PROBLEM DESCRIPTION -> Go through the entries below from the first line and output each one exactly, up to and including the line with "### Solution".

Saved data entries ->
PR #951, opened 2023-03-09
chore: update host and user of the test DB

kellnerd:
Changed in the config files but not in the test DB script, see 814d07b3161908e82127b9ef53c04751dd20c77f.

### DIFF
--- a/.github/workflows/ci.yml
+++ b/.github/workflows/ci.yml
@@ -60,6 +60,7 @@ jobs:
           POSTGRES_USER: postgres
           POSTGRES_PASSWORD: postgres
           POSTGRES_DB: bookbrainz_test
+          POSTGRES_HOST: localhost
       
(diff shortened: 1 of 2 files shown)


MonkeyDo (approved):
Yes, I arrived at the same conclusion, but ran out of time to test. Thanks !

kellnerd:
Only the CI is apparently not happy with the changed host...

kellnerd:
I have zero experience with GitHub actions, but since your attempt also failed, I would try to change the host in line 63 instead?

MonkeyDo:
> I have zero experience with GitHub actions, but since your attempt also failed, I would try to change the host in line 63 instead?
> 
> _Edit_: Yep, that did the trick.

Oh god. That's what I get for multi-tasking :p
Thanks for the assist!

PR #957, opened 2023-03-13
BB-709: Add Author Credits column in publisher editions listing

the-good-boy:
### Problem
It would be quite informative to see the author(s) of an edition in the list of editions for a given publisher. This PR addresses [BB-709](https://tickets.metabrainz.org/browse/BB-709)

### Solution
Added a column to display the author credits using the already existing AuthorCreditDisplay component.

### DIFF
--- a/src/client/components/pages/entities/publisher.js
+++ b/src/client/components/pages/entities/publisher.js
@@ -101,7 +101,7 @@ function PublisherDisplayPage({entity, identifierTypes, user}) {
 			<EntityAnnotation entity={entity}/>
 			{!entity.deleted &&
 			<React.Fragment>
-				<EditionTable editions={entity.editions} entity={entity} showAuthorCreditsColumn/>
+				<EditionTable showAuthorCreditsColumn editions={entity.editions} entity={entity}/>
 				<EntityLinks
 					entity={entity}
 					identifierTypes={identifierTypes}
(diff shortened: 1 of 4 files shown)


src/client/components/pages/entities/publisher.js
```diff
@@ -101,7 +101,7 @@ function PublisherDisplayPage({entity, identifierTypes, user}) {
 			<EntityAnnotation entity={entity}/>
 			{!entity.deleted &&
 			<React.Fragment>
-				<EditionTable editions={entity.editions} entity={entity}/>
+				<EditionTable editions={entity.editions} entity={entity} showAuthorCreditsColumn={entity.showAuthorCreditsColumn}/>
```
MonkeyDo, line 104: I don't think we need to set showAuthorCreditsColumn in the entity at all on the server side (which means we can remove [this](https://github.com/metabrainz/bookbrainz-site/pull/957/files#diff-6e372470c7eb4abe59f52ad00d5de4cb951ea90de60d72fd8b16fdf9e8d2b852R211)); instead we can simply use this boolean prop directly right here.
```suggestion
				<EditionTable editions={entity.editions} entity={entity} showAuthorCreditsColumn/>
```

MonkeyDo (changes requested):
Thanks for this improvement !

src/client/components/pages/entities/publisher.js
the-good-boy: You're right! Thanks for the suggestion :)

PR #267, opened 2019-08-08
Problem: (CRO-247) Transaction broadcast is prone to DoS attacks

devashishdxt:
Solution: Added maximum size of binary encoded data for transaction and also put limits on number of inputs

### DIFF
--- a/chain-core/src/state/account.rs
+++ b/chain-core/src/state/account.rs
@@ -19,6 +19,14 @@ use secp256k1::recovery::{RecoverableSignature, RecoveryId};
 use std::convert::{From, TryFrom};
 use std::fmt;
 
+const MAX_INPUTS_LENGTH: usize = 64;
+
+/// Each input is 33 bytes
+///
+/// Assuming maximum inputs allowed are 64,
+/// So, maximum deposit transaction size (33 * 64) + 21 (address) + 1 (attributes) = 2134 bytes
+const MAX_DEPOSIT_TX_SIZE: usize = 2150; // 2150 bytes
+
 /// reference counter in the sparse patricia merkle tree/trie
 pub type Count = u64;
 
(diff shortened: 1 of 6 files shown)


chain-core/src/state/account.rs
```diff
@@ -19,6 +19,14 @@ use secp256k1::recovery::{RecoverableSignature, RecoveryId};
 use std::convert::{From, TryFrom};
 use std::fmt;
 
+const MAX_INPUTS_LENGTH: usize = 64;
```
leejw51crypto: for exchange,
input length can be very large.

leejw51crypto: it will be filtered out by size check,
so how about using very large count ?

leejw51crypto: or no limit

chain-core/src/state/account.rs
```diff
@@ -186,14 +194,41 @@ impl StakedStateOpAttributes {
...
     pub attributes: StakedStateOpAttributes,
 }
 
+impl Decode for DepositBondTx {
+    fn decode<I: Input>(input: &mut I) -> Result<Self, Error> {
+        let size = input
+            .remaining_len()?
+            .ok_or_else(|| "Unable to calculate size of input")?;
+
+        if size > MAX_DEPOSIT_TX_SIZE {
```
leejw51crypto: because utxo table is vector, it can be filered prior to deserialization

leejw51crypto: what do you think ?  @tomtau

chain-core/src/state/account.rs
tomtau: this is a limit for 1 transaction -- if more inputs are needed, one can submit more transactions? @leejw51crypto 
@calvinaco any thoughts on reasonable limits?

chain-core/src/state/account.rs
tomtau: do you mean to find the length as an offset in the binary?

chain-core/src/state/account.rs
leejw51crypto: very large utxo txs will be filtered by the size.
so limiting utxo count doesn't have much effect.

for the certain circumstances, for massive test,
large utxo in tx is necessary.
for stress test etc.

leejw51crypto: we can use many txs though.

chain-core/src/state/account.rs
leejw51crypto: yes,
if vector is really big, 
total message size is also big,
then it will be already filtered out.

leejw51crypto: if we apply limit of individual vectors,
then program can be more complicated.

PR #279, opened 2019-08-14
Problem: (CRO-313) Missing create multisig address rpc

calvinaco:
Solution: Added `multiSig_createAddress` RPC

### DIFF
--- a/client-core/src/service/root_hash_service.rs
+++ b/client-core/src/service/root_hash_service.rs
@@ -188,7 +188,23 @@ mod tests {
                     &passphrase
                 )
                 .expect_err("Created invalid multi-sig address")
-                .kind()
+                .kind(),
+            "Should throw error when required signature is larger than public key size"
+        );
+
+        assert_eq!(
+            ErrorKind::InvalidInput,
+            root_hash_service
+                .new_root_hash(
+                    public_keys.clone(),
+                    public_keys[0].clone(),
+                    5,
+                    3,
+                    &passphrase
+                )
+                .expect_err("Created invalid multi-sig address")
+                .kind(),
+            "Should throw error when required signature is larger than total public keys"
         );
 
         assert_eq!(
@@ -202,7 +218,8 @@ mod tests {
                     &passphrase
                 )
                 .expect_err("Created multi-sig address without self public key")
-                .kind()
+                .kind(),
+            "Should throw error when self public key is not one of the public keys"
         );
 
         assert_eq!(
@@ -210,7 +227,8 @@ mod tests {
             root_hash_service
                 .new_root_hash(vec![], public_keys[0].clone(), 0, 0, &passphrase)
                 .expect_err("Created invalid multi-sig address")
-                .kind()
+                .kind(),
+            "Should throw error when required signature is 0"
         );
 
         let root_hash = root_hash_service
--- a/client-core/src/wallet/default_wallet_client.rs
+++ b/client-core/src/wallet/default_wallet_client.rs
@@ -183,8 +183,10 @@ where
         m: usize,
         n: usize,
     ) -> Result<ExtendedAddr> {
-        // To verify if the passphrase is correct or not
-        self.transfer_addresses(name, passphrase)?;
+        let wallet_public_keys = self.public_keys(&name, &passphrase)?;
+        if !wallet_public_keys.contains(&self_public_key) {
+            return Err(Error::from(ErrorKind::MultiSigInvalidSelfPubKey));
+        }
 
         let root_hash =
             self.root_hash_service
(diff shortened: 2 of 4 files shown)


client-rpc/src/rpc/multisig_rpc.rs
```diff
@@ -81,6 +91,33 @@ impl<T> MultiSigRpc for MultiSigRpcImpl<T>
 where
     T: WalletClient + MultiSigWalletClient + 'static,
 {
+    fn create_address(
+        &self,
+        request: WalletRequest,
+        public_keys: Vec<String>,
+        self_public_key: String,
+        required_signatures: usize,
```
tomtau: should it do some check on `required_signatures` vs `public_keys.len()`?
Or is that handled downstream in `new_multisig_transfer_address` ?

tomtau: or seems it's handled: https://github.com/crypto-com/chain/pull/279/files#diff-95f634f70a8d297a68cbd93dc8696949R195 ?

calvinaco: Yes, most of the errors is handled downstream and is tested, I have added one more test but it's just to make it more complete.

The only check I added in the wallet_client layer is the checking of self public key belongs to the wallet.

client-core/src/service/root_hash_service.rs
```diff
@@ -188,7 +188,23 @@ mod tests {
                     &passphrase
                 )
                 .expect_err("Created invalid multi-sig address")
-                .kind()
+                .kind(),
+            "Should throw error when required signature is larger than public key size"
+        );
+
```
leejw51: assert!(public_keys.size()>0);

client-core/src/wallet/default_wallet_client.rs
```diff
@@ -1134,6 +1136,28 @@ mod tests {
             PublicKey::from(&PrivateKey::new().unwrap()),
         ];
```
leejw51: assert!(public_keys.size()>0);

client-rpc/src/rpc/multisig_rpc.rs
```diff
@@ -5,13 +5,23 @@ use jsonrpc_derive::rpc;
...
 
 #[rpc]
 pub trait MultiSigRpc: Send + Sync {
+    #[rpc(name = "multiSig_createAddress")]
+    fn create_address(
+        &self,
+        request: WalletRequest,
+        public_keys: Vec<String>,
+        self_public_key: String,
+        required_signatures: usize,
```
leejw51: usize is ambious type,
how about u32

client-rpc/src/rpc/multisig_rpc.rs
calvinaco: https://github.com/calvinaco/chain/blob/feature/cro-313-create-multisig-address-rpc/client-core/src/service/root_hash_service.rs#L49

Checking here but the error needs more polishing in the future.

client-core/src/service/root_hash_service.rs
calvinaco: Do you mean to add more test here?

client-core/src/wallet/default_wallet_client.rs
calvinaco: The `public_keys` size check is performed in the underlying function
https://github.com/calvinaco/chain/blob/feature/cro-313-create-multisig-address-rpc/client-core/src/service/root_hash_service.rs#L49

client-rpc/src/rpc/multisig_rpc.rs
calvinaco: Yes, I think a more concrete integer size maybe appropriate. Any reason to use usize before @devashishdxt

devashishdxt: There is no specific reason. The only reason is that Rust's `Vec` length is measured in `usize`. I don't think there is any reason to change it to anything else since we already have a limit on number of leaf nodes a merkle tree can have.

client-core/src/wallet/default_wallet_client.rs
```diff
@@ -183,8 +183,10 @@ where
         m: usize,
         n: usize,
     ) -> Result<ExtendedAddr> {
-        // To verify if the passphrase is correct or not
-        self.transfer_addresses(name, passphrase)?;
+        let wallet_public_keys = self.public_keys(&name, &passphrase)?;
+        if !wallet_public_keys.contains(&self_public_key) {
```
devashishdxt: This check is already performed [here](https://github.com/crypto-com/chain/blob/master/client-core/src/service/root_hash_service.rs#L53). Remove the redundant check here and we can improve error reporting in underlying function.

calvinaco: If I understand correctly, this check is talking about the public key list argument contains the self public key? The check I added is trying to make sure the self key belongs to the wallet.

devashishdxt: Yeah. I misunderstood.

PR #288, opened 2019-08-19
Missing: (CRO-318) Create raw transaction RPC

calvinaco:
Solution: Added create raw transaction RPC


client-rpc/src/rpc/transaction_rpc.rs
```diff
@@ -0,0 +1,168 @@
...
+}
+
+#[rpc]
+pub trait TransactionRpc: Send + Sync {
+    #[rpc(name = "transaction_createRaw")]
+    fn create_raw(
+        &self,
+        inputs: Vec<TxoPointer>,
+        outputs: Vec<TxOut>,
+        view_keys: Vec<String>,
```
tomtau: isn't there a serde-implementation: https://github.com/crypto-com/rust-secp256k1-zkp/blob/master/src/key.rs#L370 ? 
but I guess that one would be an array of numbers instead of some string?

calvinaco: I have to experiment it and will give the experiment results here.

calvinaco:
I am gonna add custom serialization and deserialization to the involved types and fix the compilation error.

calvinaco:
I have added custom serializer/deserializer, now the response becomes
```
{
    "jsonrpc": "2.0",
    "result": {
        "tx": {
            "attributes": {
                "allowed_view": [
                    {
                        "access": "AllData",
                        "view_key": "034dc059a07ae65cff5754859110db63f1e52913dc61f2903a67bf181c596e68df"
                    }
                ],
                "chain_hex_id": "AB"
            },
            "inputs": [
                {
                    "id": "0000000000000000000000000000000000000000000000000000000000000000",
                    "index": 0
                }
            ],
            "outputs": [
                {
                    "address": "dcro16dgqj94gdlkj7kfygd9xx99fra55f409vrsr5ham2kj70tp28nas6emfg4",
                    "valid_from": null,
                    "value": "750"
                }
            ]
        },
        "tx_id": "cb058c146ba4a6798e59ba41b34f725e5f21762699418e04a2ebeb2010c6369d"
    },
    "id": "transaction_createRaw"
}
```

client-rpc/src/rpc/transaction_rpc.rs
calvinaco: I tried and it will require an array to deserialize and serialize as array of numbers as well. I have implemented custom de/serializer here.

chain-core/src/tx/data/attribute.rs
```diff
@@ -9,11 +12,62 @@ use crate::tx::data::access::TxAccessPolicy;
...
+        serde(deserialize_with = "deserialize_chain_hex_id")
+    )]
     pub chain_hex_id: u8,
     pub allowed_view: Vec<TxAccessPolicy>,
     // TODO: other attributes, e.g. versioning info
 }
 
+#[cfg(feature = "serde")]
+fn serialize_chain_hex_id<S>(
+    chain_hex_id: &u8,
```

EXERCISE OUTPUT ->
PR #951, opened 2023-03-09
chore: update host and user of the test DB

kellnerd:
Changed in the config files but not in the test DB script, see 814d07b3161908e82127b9ef53c04751dd20c77f.

### DIFF
--- a/.github/workflows/ci.yml
+++ b/.github/workflows/ci.yml
@@ -60,6 +60,7 @@ jobs:
           POSTGRES_USER: postgres
           POSTGRES_PASSWORD: postgres
           POSTGRES_DB: bookbrainz_test
+          POSTGRES_HOST: localhost
       
(diff shortened: 1 of 2 files shown)


MonkeyDo (approved):
Yes, I arrived at the same conclusion, but ran out of time to test. Thanks !

kellnerd:
Only the CI is apparently not happy with the changed host...

kellnerd:
I have zero experience with GitHub actions, but since your attempt also failed, I would try to change the host in line 63 instead?

MonkeyDo:
> I have zero experience with GitHub actions, but since your attempt also failed, I would try to change the host in line 63 instead?
> 
> _Edit_: Yep, that did the trick.

Oh god. That's what I get for multi-tasking :p
Thanks for the assist!

PR #957, opened 2023-03-13
BB-709: Add Author Credits column in publisher editions listing

the-good-boy:
### Problem
It would be quite informative to see the author(s) of an edition in the list of editions for a given publisher. This PR addresses [BB-709](https://tickets.metabrainz.org/browse/BB-709)

### Solution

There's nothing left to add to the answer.